• _ASSIGNMENT_
In the entries below, find every line with "minor" and copy it.

• _DATA IN THIS EXERCISE_
PR #382, opened 2021-03-03
sha256.c: make 'hwgood' a global static variable

gperciva:


gperciva:
I have a series of minor improvements to the cpusupport framework.  Most of them are purely cosmetic or hitting compiler edge cases (such as changing a `while` to an `if`), and will come later.  I've gone back and forth many times on what order to present the changes.

This is the most significant change, so I figured I'd get it out of the way first.

On amd64 with SSE2, it gives a noticeable bonus to `clang -O2`, and a tiny bonus to others.
compilers

On ARM, it gives a tiny bonus to clang.  gcc is a pain; all sorts of changes flip the performance of `gcc -O2` and `gcc -O3`.  This particular commit boosts `-O3` and penalizes `-O2`, but that'll flip again in the next PR or two.  The end result should be positive in both cases, though.
(That said, I'm not too fussed about compiler performance on ARM, since it's a relatively new platform and there's lots of room for improvement in later compiler versions.)
compilers

gperciva:
Also, to anticipate the question: the idea is to make all the changes to sha256 first, then apply the updated framework to crypto_aes, crypto_aesctr, and crc32c.

cperciva:
Hmm.  Really what you're saying here is "there's a performance cost to checking if we've initialized a variable every time we run `SHA256_Transform`; it's faster to perform the initialization in `SHA256_Init` and rely on the fact that it has been done later".

I guess that's fine, and very reasonable in fact since `SHA256_Init` will (presumably!) be called far fewer times than `SHA256_Transform` -- but in that case let's be clear about it and e.g. change `usehw()` to `hwgood_init()`.

gperciva:
Right, I had something very similar waiting in the next PR, so I've adapted it and included it here.  This is a case of agreeing on the end result; the only issue is how we get there.

Here's the timing results on amd64; note in particular the increase in 256 bytes for `clang -O2` and `gcc -O2`.

compilers

As for "how we get there", I'm of two minds.
- the current PR has many commits, with an almost-minimal set of changes per commit.  (The "rename" commit could theoretically be split into 3 separate ones, but that would be silly).  As a matter of curiosity, it's interesting to see the speed boost from the global static variable, and removing the `while`.  But I'm not certain that we need to keep that level of detail in the final git tree.
- another option would be smoosh everything together.  That would make it trickier to investigate if something went wrong, particularly because removing the `while` changes the indentation of a bunch of lines.  But since this is only in "choosing which acceleration to use" code, it's pretty obvious if something breaks.

I'm leaning towards smooshing these commits together, but I figured that I should keep them separate for now, since it's trivial to smoosh but a pain to un-smoosh.

alg/sha256.c
```diff
@@ -17,13 +17,13 @@
     defined(CPUSUPPORT_ARM_SHA256)
 #define HWACCEL
 
-enum {
+static enum {
```
cperciva, line 20: If you add appropriate `#ifdef`s here, do you remove the need for `-Wno-switch-enum`?

gperciva: Technically yes we would avoid that need, but then we'd get warnings about unused macros (due to other platforms).  Hence 37237daa3cf7deaead9d1746b85397e5c7e049d6 a month ago.

What we _could_ do is:
```
#define HW_UNSET 0
#define HW_SOFTWARE 1
#define HW_X86_SHANI 2
#endif
#if defined(CPUSUPPORT_X86_SSE2)
#define HW_X86_SSE2 3
#endif
#if defined(CPUSUPPORT_ARM_SHA256)
#define HW_ARM_SHA256 4
#endif
```

... but that looks so ugly that I didn't bother proposing it.

On the other hand, sha256 is the worst case (in terms of number of platforms), and this code only needs to be written once.  So I'm happy to rewrite the PR to use this, if you want.

cperciva: Did you mean 2d664b8b?

cperciva: I was thinking we could have

```
static enum {
    HW_SOFTWARE,
    HW_X86_SHANI,
#endif
#if defined(CPUSUPPORT_X86_SSE2)
    HW_X86_SSE2,
#endif
#if defined(CPUSUPPORT_ARM_SHA256)
    HW_ARM_SHA256,
#endif
    HW_UNSET
} hwgood;
```

gperciva: Whoops, yeah, that's the commit I meant.

I could have sworn that it didn't work, but as long as we don't have a `default` inside the switch, it looks ok.

cperciva:
Looks good, rebase?

gperciva:
All in one commit, or with multiple commits?

... come to think of it, I'm going to be applying this to crc32, crypto_aes, and crypto_aesctr.  Should I do that all at once right now?

cperciva:
Let's say one commit for each of them?

cperciva:
(But all in one PR.)

cperciva:
Oh, and maybe edit STYLE somewhat since the code for deciding that we should use special intrinsics doesn't look quite like it says there any more.

gperciva:
STYLE is still accurate for things like `crypto_entropy.c`.  Did you want me to add something like
> If there are many possible CPU-feature-exploiting variants (e.g., SHA256 via 
x86 SHANI, x86 SSE2, ARM SHA2), then a switch() may be used instead of the `if()`.

?  Or did you want me to discuss the whole hwaccel framework as an optional format, either in terms of:

> If there are many possible CPU-feature-exploiting variants (e.g., SHA256 via 
x86 SHANI, x86 SSE2, ARM SHA2), then you may define a HWACCEL preprocessor variable, store the best intrinsic method in a `hwaccel` static variable via an `hwaccel_init()` function, then use:
```
#ifdef HWACCEL
        switch(hwaccel) {
#if defined(CPUSUPPORT_FOO_BAR)
        case HW_FOO_BAR:
                /* Call variant code. */
                return;
#endif
...
        case HW_SOFTWARE:
               break;
        case HW_UNSET:
                /* UNREACHABLE */
                warn0("Programmer error: unreachable hwaccel value.");
                assert(0);
        }

        /* Normal implementation of the function. */
#endif
```

gperciva:
Update: let's not bail if we hit HW_UNSET.

We already `assert()` that it's not HW_UNSET in SHA256_Init(), so it would only be unset if there's solar radition bit-flipping memory, or if we refactor sha256.c and mess it up.  But in the latter case, the speed drop from using software should be noticeable.

Motivation: the nitpicky clang compiler fix made us hit another edge case in the compilation of the `switch` and lose performance; this speeds us up.  In most cases, to more than we had previously.

- the green bars are the final performance figures that you've seen before.
- the red bars are the effect of the nitpicky compiler fix.  Note that it drops performance for `gcc -O2`
- the purple bars are from not bailing with HW_UNSET.
 
compilers

cperciva:
> STYLE is still accurate for things like `crypto_entropy.c`. Did you want me to add something like

```
Functions for which special CPU-feature-exploiting variants exist should
take the form
        {
                /* Variable declarations here. */

                /* Asserts here, if any. */

        #ifdef CPUSUPPORT_FOO_BAR
                if (/* We've decided we can use the variant code */) {
                        /* Call variant code and return. */
                }
        #endif

                /* Normal implementation of the function. */
        }
```

It's just that `if` in the middle which bugs me, since we're using a `switch` instead now (for some but not all such functions).  Maybe just a comment afterwards saying "if there are multiple variants, the 'if' could instead be a 'switch' which invokes the appropriate variant function`?

gperciva:
Urgh, this change knocks 10% off gcc's performance on arm.

As you can see below, it's normal for commits to give gcc a +10% or -10% for `gcc -O2` or `gcc -O3`, but this branch currently ends up with -10% in both cases.  :(

That's why I was initially planning on doing this step by step, since there's so many weird quirks.

compilers

gperciva:
> Maybe just a comment afterwards saying "if there are multiple variants, the 'if' could instead be a 'switch' which invokes the appropriate variant function`?

Sure.  I'll do that in a separate PR since this one is cluttered enough already.

gperciva:
Ok, new idea:
- we have an "ideal" format, which happens to work on amd64, which is the PR you saw earlier plus two REBASE commits.
- we add one unfortunate assert, hidden within `#if defined()`, for gcc on ARM.

I normally wouldn't bother suggesting the second point, since I'd figure that you'd never go for it.  But sha256 is a significant part of spiped and tarsnap client speed, and 63bd446 is nicely contained.

### amd64

compilers

### arm 64

compilers

alg/sha256.c
```diff
@@ -267,7 +264,19 @@ SHA256_Transform(uint32_t state[static restrict 8],
...
+
+#if defined(__GNUC__) && defined(__aarch64__)
+	/*
+	 * Optimization for gcc on 64-bit ARM.  This _should_ have no effect,
+	 * because the only place hwaccel is written is inside hwaccel_init(),
+	 * and we have an `assert(hwaccel != HW_UNSET)` immediately after
+	 * calling hwaccel_init() in SHA256_Init().  But evidently that info
+	 * isn't being carried through between functions.
+	 */
+	assert(hwaccel != HW_UNSET);
```
cperciva, line 276: There's no way for gcc, or any other compiler, to know that `hwaccel` can't be `HW_UNSET` at this point, because there's no way for them to know that we will always call `SHA256_Init` before calling `SHA256_Transform`.

Just how much of a performance benefit does this provide?

gperciva: It's shown graphically in the image for "arm 64" (in the previous comment), comparing the purple to black bars.

- for a buffer size of 256, `gcc -O2` goes from 560 to 738.  So a 31.7% boost.
- 256 with `gcc -O3` is 563 to 705.  So only a 25% boost.
- buffer size of 1024 is a more modest boost
- buffer size of 10000 is barely noticeable; 1123 to 1137.  1% boost?

It's worth glancing at the graph, just to see how starkly  `gcc` alternates between ~560 to ~720.

cperciva: Ah, got it.  It's not easy (for me at least) to see what's going on when there's three compilers squished together within a single block size on the graph.

gperciva: Yeah, I've tried a bunch of different visualizations, but nothing's jumped out as ideal.

I could try having two levels of bars?  i.e. a very light grey background for each block size, then within that background, I could have medium-light grey bars for each compiler (within which we'd have the colored boxplots)?

cperciva: Ok, I can live with having this assertion here for gcc/arm64.  I'm guessing it hurts performance on other systems and that's why it's a preprocessor conditional?

But the comment needs to be changed to reflect the reality of "we require that SHA256_Init is called before SHA256_Transform, but the compiler has no way of knowing that".

gperciva: It's a minor performance penalty elsewhere (amd64 with `clang -O2` and buffer size of  10000, it's 198 to 197 MB/s; buffer size of 256, it's 178 to 176 MB/s).

More to the point, though, it's a messy hack that's only necessary due to something weird that `gcc` on ARM is doing with the `switch`.  Remember, the `switch` currently contains:
```
case HW_SOFTWARE:
case HW_UNSET:
        break;
```

So why on earth would `assert(hwaccel != HW_UNSET)` have a 31% speed boost?

I've compared the assembly code from both versions, and nothing jumped out at me.  Some code shuffled around, and it's storing values in different registers, so there's a ton of changed lines simply due to those trivial changes.  Also, this gets compiled to multiple locations;
```
$ grep "assert(hwaccel" assembly.difff | wc -l
16
```

... in fact, that gives a clue about the major difference:
```
td@ip-xxx:~/src/libcperciva/tests/sha256$ grep "assert(hwaccel" orig.txt | wc -l
1
td@ip-xxx:~/src/libcperciva/tests/sha256$ grep "assert(hwaccel" new.txt | wc -l
16
```

So evidently the original code is just on the boundary of having certain parts inlined?

If this was amd64, I'd keep on digging.  Or if I saw this behaviour from other compilers.  But at this point, my instinct is that it's not worth investigating further.  There's some quirky behaviour of `gcc` on ARM; we can manage the quirk by adding an `assert`, so good enough for now.

(Of course, if you want me to spend more time on it, I can do that.  gcc has 264 current open bugs which contain "arm"; I could check if any of those are applicable, and if not, try to create a small example of this behaviour.)

cperciva: No need to investigate further.  Just fix the comment.

gperciva:
Update with rebase, and adjusting the comment.  If this looks plausible, I'll apply the same "new format" to other cpusupport files.

IIRC, my previous experiments suggested that other cpusupport files don't need the same `assert` for gcc + arm, so of course I'll leave that out.

(I realized last night that my comment about the number of instances of `assert(hwassert` was completely bogus.  But let's leave that aside.)

### amd64

compilers

### aarch64

compilers

alg/sha256.c
```diff
@@ -391,6 +396,14 @@ SHA256_Init(SHA256_CTX * ctx)
 
 	/* Initialize state. */
 	memcpy(ctx->state, initial_state, sizeof(initial_state));
+
+	/* Choose hardware acceleration (if any). */
+	if (hwaccel == HW_UNSET) {
```
cperciva, line 401: Is this faster than placing

```
if (hwaccel != HW_UNSET)
    return;
```

into the top of `hwaccel_init`?  I think it's cleaner if we the `hwaccel_init` and `assert` are unconditional here, but not so much cleaner to be worth paying a performance penalty.

gperciva: Doesn't make any difference.  We only call SHA256_Init once in the libcperciva test suite and the spiped proto.  It's called a few times in scrypt's `scryptenc_setup` for the header checksum and signature, and in `scryptdec_setup` to verify the same -- but again, that's a function that's only run once.

tarsnap's `crypto_hash_data_key_2` and `crypto_hash_data_2` does call _Init every time, but I haven't seen those (as a time blocker) in any profiling.

gperciva:
Added the requested change to SHA256_Init.

I also added an experimental `CPUSUPPORT_CHECK_USE` macro.  You might not like it since it's just boilerplate.  But take a look at `hwaccel_init`!  See how nice that looks, and how easy it would be to add support for another cpusupport platform?

alg/sha256.c
```diff
@@ -397,13 +397,17 @@ SHA256_Init(SHA256_CTX * ctx)
 	/* Initialize state. */
 	memcpy(ctx->state, initial_state, sizeof(initial_state));
 
-	/* Choose hardware acceleration (if any). */
-	if (hwaccel == HW_UNSET) {
-		hwaccel_init();
+#ifdef HWACCEL
+	/* We're finished if we've set hwaccel. */
+	if (hwaccel != HW_UNSET)
```
cperciva, line 371: Sorry, I wasn't clear.  I meant putting this bit into `hwaccel_init`.  So `SHA256_Init` always calls `hwaccel_init` but `hwaccel_init` does nothing if it has already initialized.

cpusupport/cpusupport.h
```diff
@@ -94,6 +94,25 @@
...
 
+/**
+ * CPUSUPPORT_CHECK_USE(success_value, cpusupport_checks, check):
+ * Check if we can enable ${success_value}, given the ${cpusupport_checks} and
+ * ${check}.  If the ${cpusupport_checks} pass but the ${check} is non-zero,
+ * produce a warning which includes a stringified ${success_value}, then
+ * fallthrough.  This macro requires an 'hwaccel' variable.
+ */
+#define CPUSUPPORT_CHECK_USE(success_value, cpusupport_checks, check) do { \
+		if ((cpusupport_checks)) {				\
```
cperciva, line 105: There seems to be an excess level of indentation here?

cpusupport/cpusupport.h
```diff
@@ -94,6 +94,25 @@
...
+			if ((check) == 0) {				\
+				hwaccel = (success_value);		\
```
cperciva, line 107: I would make `hwaccel` a macro parameter.  I know we're always using the same variable name, but it's ugly to have implied variables in a macro.

cperciva:
I like the concept behind `CPUSUPPORT_CHECK_USE`.  Maybe `CPUSUPPORT_TEST` would make more sense as a name though?

gperciva:
Interesting, I originally named it `CPUSUPPORT_TEST`, but shifted away from that:
- does "test" mean "check" or "experimental"?  I think it's more clear if this is a macro that performs a `CHECK`.
- is the macro checking whether we have access to the raw intrinsics -- in which case, what's the difference between that and `cpusupport_foo_bar()`?  I tried to emphasize that this macro checks that it's ok to `USE` those intrinsics.

I'm open to other names, or to `CPUSUPPORT_TEST` if you really prefer that one.

cperciva:
I was thinking that "test" captured the fact that we were actually testing whether it worked rather than verifying whether it *should* work.  But we could make it clearer with `CPUSUPPORT_VALIDATE`?

gperciva:
Ok, I'll go with `CPUSUPPORT_VALIDATE`.

gperciva:
I think this is ready now.

I've marked this as a draft, because if it looks good, I'll upload a `cpusupport-standardize` branch, which uses this format for crc32, crypto_aes, and crypto_aesctr.

cpusupport/cpusupport.h
```diff
@@ -94,6 +94,26 @@
...
 
+/**
+ * CPUSUPPORT_VALIDATE(hwvar, success_value, cpusupport_checks, check):
+ * Check if we can enable ${success_value}, given the ${cpusupport_checks} and
+ * ${check}; if so, write to ${hwvar}.  If the ${cpusupport_checks} pass but
+ * the ${check} is non-zero, produce a warning which includes a stringified
+ * ${success_value}, then fallthrough.
+ */
+#define CPUSUPPORT_VALIDATE(hwvar, success_value, cpusupport_checks,	\
+    check) do {								\
```
cperciva, line 105: Is the misaligned `\` a github display issue?

cpusupport/cpusupport.h
```diff
@@ -94,6 +94,26 @@
 	int								\
 	cpusupport_ ## arch ## _ ## feature ## _detect_1(void)
 
+/**
+ * CPUSUPPORT_VALIDATE(hwvar, success_value, cpusupport_checks, check):
```
cperciva, line 98: Commit message needs to be adjusted to reflect this name.

cpusupport/cpusupport.h
gperciva: Yes.  :(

• _SOLUTION_
I have a series of minor improvements to the cpusupport framework.  Most of them are purely cosmetic or hitting compiler edge cases (such as changing a `while` to an `if`), and will come later.  I've gone back and forth many times on what order to present the changes.
gperciva: It's a minor performance penalty elsewhere (amd64 with `clang -O2` and buffer size of  10000, it's 198 to 197 MB/s; buffer size of 256, it's 178 to 176 MB/s).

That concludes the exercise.